While this week’s BoE meeting will maintain the status quo, it is unlikely to discourage further GBP inflows. As recent UK GDP and inflation updates have confirmed that the economy continues to improve. True, growth is still unbalanced and headline inflation remains weak, but overall the uneven recovery continues. This economic story may not seem exciting, but it is sufficiently compelling to support GBP in the current uncertain environment. Indeed this comparison argues that GBP can continue to outperform under the ‘unlikely safe haven’ moniker.
Further ahead, as the UK general elections near GBP will need something extra to maintain foreign inflows. That ‘extra’ will need to be either stronger, more balanced growth or alternatively a more decisive swing in the polls away from a possible (grand) coalition outcome. For now at least the GBP message remains unchanged and thus we remain short EUR/GBP.

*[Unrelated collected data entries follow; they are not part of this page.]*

PR #722, opened 2026-08-07
docs: scope the no-LLMs-in-play line to my own playing

alxjrvs:
One-word copy change in `LLM_STATEMENT.md`:

> No LLMs are used in ~~the~~ **my** playing of this game, nor should they be.

The original read as a claim about every table running this game; the revision states what the author can actually vouch for. The prescriptive tail ("nor should they be") is unchanged.

## Verification

- `bun --filter component-lib test` → **761 pass / 0 fail**, including `MarkdownSection.test.tsx`, which reads the real `LLM_STATEMENT.md` off disk.

## Deploy note

⚠️ This commit touches **only** a repo-root prose file, and neither `netlify.toml` `ignore` filter includes the repo root — so merging this will produce **no deploy on either site** (same as #721). Both sites need a cache-cleared build afterward:

```
netlify api createSiteBuild --data '{"site_id":"<id>","clear_cache":true}'
```

A plain re-trigger does not work: the ignore command runs on every build regardless of trigger, and the path diff is empty. The durable fix is adding the root prose files to both ignore filters — not done here, as it is out of scope for a copy change.

https://claude.ai/code/session_018wq3syswSkrVtcY1YBJBVe

### DIFF
--- a/LLM_STATEMENT.md
+++ b/LLM_STATEMENT.md
@@ -17,7 +17,7 @@
 
 This project was conceived and created before the popularization of LLM coding tools. In its continued development, I have made use of various LLM coding tools to aid in the production of code, features, design, API documentation, deployments, and bug fixes. These have included AugmentCode, Kilo, Claude, and various open weight models. All LLM changes were directed, reviewed, and deployed by me, in addition to any actions taken by the LLMs. The [GitHub](https://github.com/SalvageUnion-io/SU-SRD) shows the full extent of LLM involvement. Bugs and errors are my responsibility, and the blame for them falls on me.
 
-The data schema and the entity dataset are hand-authored and hand-corrected; where an LLM has touched them, it was to apply a change I specified, not to originate one. All game content is sourced from Leyline Press, and no LLMs have been used in the production of game rules or content on this site. No LLMs are in use or being called while using this site. No LLMs are used in the playing of this game, nor should they be.
+The data schema and the entity dataset are hand-authored and hand-corrected; where an LLM has touched them, it was to apply a change I specified, not to originate one. All game content is sourced from Leyline Press, and no LLMs have been used in the production of game rules or content on this site. No LLMs are in use or being called while using this site. No LLMs are used in my playing of this game, nor should they be.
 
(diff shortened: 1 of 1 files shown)


alxjrvs (commented):
No findings.

**Scope:** the branch is one commit (`99322828`) with a single-line prose edit to `/Users/jarvis/Code/SU-SRD/.claude/worktrees/llm-statement-copy/LLM_STATEMENT.md:20` — "No LLMs are used in **the** playing of this game" → "in **my** playing of this game". Working tree is clean; no code changes.

**What I verified:**
- **Single source of truth holds.** The sentence appears nowhere else in the repo. The file is consumed by exactly two renderers — `apps/srd/src/pages/about.page.tsx:41` (build-time `readFileSync`) and `apps/itun/src/routes/about.tsx:4` (Vite `?raw`) — both of which pass the raw string through `MarkdownSection`, so both sites pick the change up with no second copy to sync.
- **Format contract satisfied.** The file's own header comment restricts the doc to one `#` heading, blank-line-separated paragraphs, and `[label](href)` links only. The edit adds no bold/italics/list markers and no new link, and stays on one physical line, so `parseMarkdownSection` produces the same block structure as before.
- **No test asserts this prose.** `packages/component-lib/src/markdownSection/MarkdownSection.test.tsx` reads the real file but only asserts structure (heading text, no stray bullets/bold, links resolve to real targets) — nothing keyed to this sentence.
- **The srd parity gate is not newly at risk.** `apps/srd/ssg/parity.ts` compares `<main>` text against a frozen pre-Astro-removal baseline, and `/about` is not in `APPEND_ONLY_PAGES` — but the same file was already reworded post-baseline in `030402db` (#721) and in the colophon PRs, so any `/about` divergence predates this commit. Parity is also local-only (gitignored 56 MB baseline, not wired into CI), so this PR introduces no new gate failure.

**One editorial note, not filed as a defect:** the trailing clause now reads "No LLMs are used in **my** playing of this game, nor should they be." Narrowing the first half to the author's own play while leaving "nor should they be" as an unscoped prescription is a slight mismatch with the commit's stated intent (scoping the claim to the author). It reads fine and is plausibly deliberate, so it's a wording call for the author rather than a bug.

A softer KOF leading indicator should help maintain the slow CHF grind lower seen since the currency stabilised after SNB’s removal of the EUR/CHF 1.20 floor. Similarly, we expect official reserves statistics Friday to show little further EUR/CHF defence has been necessary in recent weeks. This was the message in the SNB statistics bulletin showing a more dramatic drop in foreign exchange purchases (from CHF32.5bn in December to a mere CHF3.3bn in January).
Indeed this data seems difficult to understand given the supposed intervention activity seen in the market in the first few weeks of January before the floor was removed. In any case, if proven such data are correct, CHF safe haven pressure was not as significant as initial speculation suggests and therefore fewer obstacles exist to further currency weakness.